\begin{vmatrix} 1 & n & n & \dots & n \\ n & 2 & n & \dots & n \\ n & n & 3 & \dots & n \\ \vdots & \vdots& \vdots & \ddots & \vdots\\ n & n & n & & n\\ \end{vmatrix}
I've the feeling that I should to eliminate with the last row the others ove and after that should I multiply with the elements of the main diagonal.

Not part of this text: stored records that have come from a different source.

PR #211, opened 2017-01-27
Parse basic :find and :where clauses.

rnewman:


query-parser/src/parse.rs
```diff
@@ -19,11 +19,12 @@ use self::mentat_query::{Element, FindSpec, Variable};
 
 use super::error::{FindParseError, FindParseResult};
 
-pub struct FindSp<I>(::std::marker::PhantomData<fn(I) -> I>);
+pub struct Find<I>(::std::marker::PhantomData<fn(I) -> I>);
 
-type FindSpParser<O, I> = Expected<FnParser<I, fn(I) -> ParseResult<O, I>>>;
+// Nothing about this is specific to the type of parser.
+type ResultParser<O, I> = Expected<FnParser<I, fn(I) -> ParseResult<O, I>>>;
```
ncalexan: Mmm, we might want to lift this and share it for `tx-parser` as well.  Might not be worth the effort.

query-parser/src/parse.rs
```diff
@@ -51,6 +51,25 @@ impl<I> Query<I>
     }
 }
 
+/// Generate a `satisfy_map` expression that matches a `PlainSymbol`
+/// value with the given name.
+///
+/// We do this rather than using `combine::token` so that we don't
+/// need to allocate a new `String` inside a `PlainSymbol` inside a `Value`
+/// just to match input.
+macro_rules! matches_plain_symbol {
```
ncalexan: Very nice.  There might be an equivalent on the `tx-parser` side of the house, but I'll wait until I'm in that code again to file a more specific ticket.

query/src/lib.rs
```diff
@@ -43,14 +43,32 @@ pub type SrcVarName = String;          // Do not include the required syntactic
 #[derive(Clone, Debug, PartialEq, Eq)]
 pub struct Variable(pub PlainSymbol);
 
-#[derive(Clone,Debug,Eq,PartialEq)]
+#[derive(Clone, Debug, Eq, PartialEq)]
```
ncalexan: This doesn't seem to be the Rust-y style, but if `rustfmt` does this, I'm in.

query-parser/src/parse.rs
```diff
@@ -12,14 +12,25 @@ extern crate combine;
 extern crate edn;
 extern crate mentat_query;
 
-use self::combine::{eof, many1, parser, satisfy_map, Parser, ParseResult, Stream};
+use self::combine::{eof, many1, optional, parser, satisfy_map, token, Parser, ParseResult, Stream};
 use self::combine::combinator::{Expected, FnParser, choice, try};
 use self::edn::Value::PlainSymbol;
-use self::mentat_query::{Element, FindSpec, Variable};
+use self::mentat_query::{
```
ncalexan: Does `rustfmt` respect this?  (I hope it does.)

query-parser/src/parse.rs
```diff
@@ -70,6 +69,130 @@ macro_rules! matches_plain_symbol {
     }
 }
 
+trait FromValue<T> {
```
ncalexan: Hmm.  Is there a reason not to use `TryFrom`, or to implement `T : From<edn::Value>`?

There are many ways to skin this cat in Rust, so I'm not too concerned about getting this just right at this moment, but I'd like to know if you have done some of this thinking.

query-parser/src/parse.rs
```diff
@@ -70,6 +69,130 @@ macro_rules! matches_plain_symbol {
...
+    fn from_value(edn::Value) -> Option<T>;
+}
+
+impl FromValue<PatternNonValuePlace> for PatternNonValuePlace {
+    fn from_value(v: edn::Value) -> Option<PatternNonValuePlace> {
+        match v {
+            edn::Value::Integer(x) => if x >= 0 {
+                Some(PatternNonValuePlace::Entid(x as u64))
```
ncalexan: Does this panic if `x = 2^63 + 2^62`?

query-parser/src/parse.rs
```diff
@@ -70,6 +69,130 @@ macro_rules! matches_plain_symbol {
...
+            } else {
+                None
+            },
+            edn::Value::PlainSymbol(x) => if x.0.as_str() == "_" {
```
ncalexan: I find this indentation quite challenging to parse -- consider `=> { ... }` in each block to indent more clearly.

query-parser/src/parse.rs
```diff
@@ -70,6 +69,130 @@ macro_rules! matches_plain_symbol {
...
+                None
+            },
+            edn::Value::NamespacedKeyword(x) =>
+                Some(PatternNonValuePlace::Ident(x)),
+            _ => None,
+        }
+    }
+}
+
+impl FromValue<PatternValuePlace> for PatternValuePlace {
```
ncalexan: So, the `serde` way of doing these conversions is fancy: I think they generate serializing/deserializing code statically, strong typing these things.  Given how frequent `edn::Value` <-> domain object is going to be, maybe which should learn their secrets and make this first class?

query-parser/src/parse.rs
```diff
@@ -70,6 +69,130 @@ macro_rules! matches_plain_symbol {
...
+            edn::Value::Text(x) => Some(PatternValuePlace::Constant(NonIntegerConstant::Text(x))),
+            _ => None,
+        }
+    }
+}
+
+impl<I> Query<I>
+    where I: Stream<Item = edn::Value>
+{
+    fn source_var() -> ResultParser<SrcVar, I> {
```
ncalexan: I filed https://github.com/mozilla/mentat/issues/218 to extract this `fn_parser` pattern into our macro library.

query-parser/src/parse.rs
```diff
@@ -70,6 +69,130 @@ macro_rules! matches_plain_symbol {
...
+        satisfy_map(|x: edn::Value| PatternNonValuePlace::from_value(x)).parse_stream(input)
+    }
+
+    fn pattern() -> ResultParser<Pattern, I> {
+        fn_parser(Where::<I>::pattern_, "pattern")
+    }
+
+    fn pattern_(input: I) -> ParseResult<Pattern, I> {
+        satisfy_unwrap!(edn::Value::Vector, y, {
+            // While *technically* Datomic allows you to have a query like:
```
ncalexan: The grammar of this sentence is strained.

query/src/lib.rs
rnewman: It doesn't, and for no good reason I have a preference for the no-spaces style, but Jim's book uses spaces.

query-parser/src/parse.rs
rnewman: Yeah, I want to do a polishing pass.

query-parser/src/parse.rs
rnewman: This is outdated: the current version uses `i64` throughout.

query-parser/src/parse.rs
rnewman: `TryFrom` is unstable, no?

But I opted for `Option` because that's also the pattern `satisfy_map` uses. There isn't really a useful error class we could include: we just want to encode that this value wasn't a suitable `PatternNonValuePlace`. That's also why I kept this trait private: it's almost a stylistic utility for the parser, turning a collection of functions like `value_to_pattern_non_value_place` into a common method name.

query-parser/src/parse.rs
rnewman: This is static and strongly typed: one calls `PatternValuePlace::from_value(v)`, and it can only return an `Option<PatternValuePlace>`. Quite possibly it'll be inlined.

rnewman:
Depends on #218. Ready for review, @ncalexan.

query-parser/src/find.rs
```diff
@@ -38,10 +38,30 @@ extern crate mentat_query;
...
+    SrcVar,
+    Variable,
+};
+
+use super::parse::{NotAVariableError, QueryParseError, QueryParseResult};
+use super::util::vec_to_keyword_map;
+
+/// If the provided slice of EDN values are all variables as
+/// defined by `value_to_variable`, return a Vec of Variables.
+/// Otherwise, return the unrecognized Value.
```
ncalexan: nit: an `Error` wrapping the unrecognized `Value`?  Or don't wrap in `Err` at all (since you have set the precedent).

query-parser/src/find.rs
```diff
@@ -136,3 +156,49 @@ pub fn parse_find(expr: edn::Value) -> QueryParseResult {
...
+    use self::edn::types::{to_keyword, to_symbol};
+    use super::mentat_query::{
+        Element,
+        FindSpec,
+        SrcVar,
+        Variable,
+    };
+    use super::*;
+
+    // TODO: when #224 lands, fix to_keyword to be variadic.
```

By Gaussian elimination, $$\begin{vmatrix} 1 & n & n & \dots & n \\ n & 2 & n & \dots & n \\ n & n & 3 & \dots & n \\ \vdots & \vdots& \vdots & \ddots & \vdots\\ n & n & n & \dots & n\\ \end{vmatrix}=\begin{vmatrix} 1 & n & n & \dots & n \\ n-1 & 2-n & 0 & \dots & 0 \\ n-1 & 0 & 3-n & \dots & 0 \\ \vdots & \vdots& \vdots & \ddots & \vdots\\ n-1 & 0 & 0 & \dots & 0\\ \end{vmatrix}$$ so if we expand along the last column, then along the last row, we get that the determinant equals $\color{red}{n!(-1)^{n+1}}$.